Selective Information Sampling is proposed to sample the frames with aligned pose but different mouth shapes, it is reasonable to me.

缺点

The SD-like framework is not novel to me given lots of previous works [1][2]. Beyond this, the authors propose two strategies to further improve the performance: Selective Information Sampling & Adaptive Audio Modulation. SIS is reasonable to me but the second leverages lip-sync loss which is first proposed in 2020, making the contribution of this work lighter.

It is not clear that how do you determine the k in SIS. Both Pose-Aligned Image Set and Lip motion Dissimilarity Image Set use the same hyperparameters, what if there is no overlap between them?

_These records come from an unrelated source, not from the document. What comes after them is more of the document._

PR #2939, opened 2016-12-07
Speed up 'make ci' and trim the output

### LINKED ISSUE #2933: make ci is too slow
Running tests locally with `make ci` is disconcertingly slow, and there seems to be ways of improving it:

For a local development flow:
- [ ] do not recreate a virtualenv in every run
- [ ] print clearly what failed instead of wall-of-text (is it possible? pylint, I'm looking at you)
- [ ] run `flake8`, `pylint`, `nosetests`, etc, even if a previous step failed (maybe)
- [ ] perhaps we should run tests first, `pylint` later, because tests take a second to run, and `pylint` takes a much longer time.

For remote CI, the current flow is possibly fine. I intend to work on it myself, adding the issue for visibility / tracking.

tbielawa:
The virtualenv is conditionally rebuilt now if the test requirements
file is modified. This will save upwards of 30+ seconds in iterative
'make ci' runs.

The pylint output is now trimmed to exclude disabled tests.

The order of the 'ci' target prerequisites has been changed to run the
fastest tests first.

Closes #2933

### DIFF
--- a/utils/Makefile
+++ b/utils/Makefile
@@ -59,13 +59,18 @@ docs: $(MANPAGES)
 viewcover:
 	xdg-open cover/index.html
 
-virtualenv:
+# Conditional virtualenv building strategy taken from this great post
+# by Marcel Hellkamp:
+# http://blog.bottlepy.org/2012/07/16/virtualenv-and-makefiles.html
+venv: oo-installenv/bin/activate
+oo-installenv/bin/activate: test-requirements.txt
 	@echo "#############################################"
 	@echo "# Creating a virtualenv"
 	@echo "#############################################"
-	virtualenv $(NAME)env
+	test -d venv || virtualenv $(NAME)env
 	. $(NAME)env/bin/activate && pip install setuptools==17.1.1
 	. $(NAME)env/bin/activate && pip install -r test-requirements.txt
+	touch $(NAME)env/bin/activate
 #       If there are any special things to install do it here
 #       . $(NAME)env/bin/activate && INSTALL STUFF
 
@@ -80,7 +85,7 @@ ci-pylint:
 	@echo "#############################################"
 	@echo "# Running PyLint Tests in virtualenv"
 	@echo "#############################################"
-	. $(NAME)env/bin/activate && python -m pylint --rcfile ../git/.pylintrc $(shell find ../ -name $(NAME)env -prune -o -name test -prune -o -name "*.py" -print)
+	. $(NAME)env/bin/activate && python -m pylint --rcfile ../git/.pylintrc $(shell find ../ -name $(NAME)env -prune -o -name test -prune -o -name "*.py" -print) 2>&1 | grep -E -v '(locally-disabled|file-ignored)'
 
 ci-list-deps:
 	@echo "#############################################"
@@ -93,7 +98,11 @@ ci-flake8:
 	@echo "# Running Flake8 Compliance Tests in virtualenv"
 	@echo "#############################################"
 	. $(NAME)env/bin/activate && flake8 --config=setup.cfg ../ --exclude="utils,../inventory"
-	. $(NAME)env/bin/activate && python setup.py flake8 
+	. $(NAME)env/bin/activate && python setup.py flake8
 
-ci: clean virtualenv ci-list-deps ci-flake8 ci-pylint ci-unittests
-	:
+ci: venv ci-list-deps ci-unittests ci-flake8 ci-pylint
+	@echo
+	@echo "##################################################################################"
+	@echo "VIEW CODE COVERAGE REPORT WITH 'xdg-open cover/index.html' or run 'make viewcover'"
+	@echo "To clean your test environment run 'make clean'"
+	@echo "Other targets you may run with 'make': 'ci-pylint', 'ci-unittests', 'ci-flake8'"


tbielawa:
aos-ci-test

tbielawa:
@detiber @rhcarvalho @smunilla  PTAL buds

tbielawa:
Derp. I accidentally included the `-U` option in the `pip install` commands. That could have created inconsistent test conditions. I've removed the option flag and force pushed a new commit.

tbielawa:
aos-ci-test

tbielawa:
Last derp. I updated the PR again to exclude `file-ignored` pylint messages as well. Now the pylint check only outputs actual problems.

tbielawa:
aos-ci-test

rhcarvalho:
> I updated the PR again to exclude file-ignored pylint messages as well. Now the pylint check only outputs actual problems.

That's perhaps the most expedient solution indeed, but IMHO filtering out `pylint` output feels like putting dust under the carpet; it's hiding the fact that we need to add way too many comments to "satisfy" the tooling of choice.

rhcarvalho:
> aos-ci-test

My doubt:
As a matter of understanding the existing processes, why do we run these tests when changing only that Makefile?

AFAIU those tests exercise calls to `ansible-playbook` and have no interaction whatsoever with make? The Makefile is used by the `default` test job (which I think runs automatically for whitelisted authors), and also in Travis (run automatically for everyone).

utils/Makefile
```diff
@@ -93,7 +98,11 @@ ci-flake8:
...
 	. $(NAME)env/bin/activate && flake8 --config=setup.cfg ../ --exclude="utils,../inventory"
-	. $(NAME)env/bin/activate && python setup.py flake8 
+	. $(NAME)env/bin/activate && python setup.py flake8
 
-ci: clean virtualenv ci-list-deps ci-flake8 ci-pylint ci-unittests
-	:
+ci: venv ci-list-deps ci-unittests ci-flake8 ci-pylint
+	@echo
+	@echo "##################################################################################"
+	@echo "VIEW CODE COVERAGE REPORT WITH 'xdg-open cover/index.html' or run 'make viewcover'"
```
rhcarvalho: This is already printed by `ci-unittests`?

I'd prefer this to be documented in CONTRIBUTING.md or similar than to be printed in every run. How often to you need to read this message and use the information to open the coverage report?

utils/Makefile
```diff
@@ -93,7 +98,11 @@ ci-flake8:
...
+	@echo "To clean your test environment run 'make clean'"
+	@echo "Other targets you may run with 'make': 'ci-pylint', 'ci-unittests', 'ci-flake8'"
```
rhcarvalho: I'd say these lines in the Travis or Jenkins output add no value as we don't pick the commands we run in those environments.

I think we want to see problems, errors, and adding boilerplate just gives us more mental work to skip that when we have a test failure and go read the logs?
I'd be really interested in streamlining the output to make it concise and straight to the point.

Information wise, if a developer was able to figure out there is a Makefile inside of `utils` and can run `make ci`, she can probably figure out the other targets as well without having them printed all the time?

tbielawa: @rhcarvalho the whole reason the 'make ci' system was added was to enable contributors to run the tests on their local machines before having to wait on jenkins results to report in. I.e., so you only have to git push commits that you know pass the basic essential tests. That's why you can run them all individually and why the information is printed out with such verbosity. To make it easier on **people** using the ci system.

utils/Makefile
```diff
@@ -59,13 +59,18 @@ docs: $(MANPAGES)
 viewcover:
 	xdg-open cover/index.html
 
-virtualenv:
+# Conditional virtualenv building strategy taken from this great post
+# by Marcel Hellkamp:
+# http://blog.bottlepy.org/2012/07/16/virtualenv-and-makefiles.html
+venv: oo-installenv/bin/activate
```
tbielawa: That is true. References to the virtualenv are inconsistent right now.

utils/Makefile
```diff
@@ -59,13 +59,18 @@ docs: $(MANPAGES)
...
+oo-installenv/bin/activate: test-requirements.txt
 	@echo "#############################################"
 	@echo "# Creating a virtualenv"
 	@echo "#############################################"
-	virtualenv $(NAME)env
+	test -d venv || virtualenv $(NAME)env
```
tbielawa: That's true. The `test` should be testing `$(NAME)env`. I failed to update that part after I copied the example from the original source (linked in the comment block).

tbielawa:
@rhcarvalho I'm going to submit more PRs to address the bugs/inconsistencies you pointed out and backport them to the necessary branches.

utils/Makefile
tbielawa: Yes it is but I duplicated it in the `ci` target because we changed the test running order. Unit tests run earlier now, their output is lost on the screen. If users are running `make ci` locally I want to make it as easy as possible for them to review their own code. Hence why the message is printed at the end of `make ci`.

tbielawa:
@rhcarvalho 

> aos-ci-test
>
> My doubt:
> As a matter of understanding the existing processes, why do we run these tests when changing only that Makefile?

You're correct in that only the first (two?) checks need to run for changes like this. This isn't the answer I'd **like** to give, but right now that's just how things work :confused: The merge system in this repo is configured to require that the tests are ran before the merge button is activated. **Unless** it's a special case and a repo super admin has reason to override the default checks. 

> AFAIU those tests exercise calls to ansible-playbook and have no interaction whatsoever with make?
> The Makefile is used by the default test job (which I think runs automatically for whitelisted authors), and also in Travis (run automatically for everyone).

Correct, the **rest** of the tests in Jenkins exercise the actual playbooks. They have no actual relationship to the make system, but the code quality checks (`make ci`) do.

Yes the first checks (default jenkins and travis) run automatically. I just habitually run `aos-ci-test` to get the per-merge checks ran and passing so we can merge PRs without requiring special repo-admin overrides. Obviously this is not ideal behavior for PRs like this one.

The results show that the proposed method achieve better performance on FID but worse on lip sync. Also, in table 2, SIS improves the FID but at the cost of lip sync quality compared to Lip Motion Dissimilarity Set.

[1] EMO: Emote Portrait Alive - Generating Expressive Portrait Videos with Audio2Video Diffusion Model under Weak Conditions

[2] Hallo: Hierarchical Audio-Driven Visual Synthesis for Portrait Image Animation

问题

How do you determine the k in SIS?

Can SIS be applied to other schemes?

撤稿通知

I have read and agree with the venue's withdrawal policy on behalf of myself and my co-authors.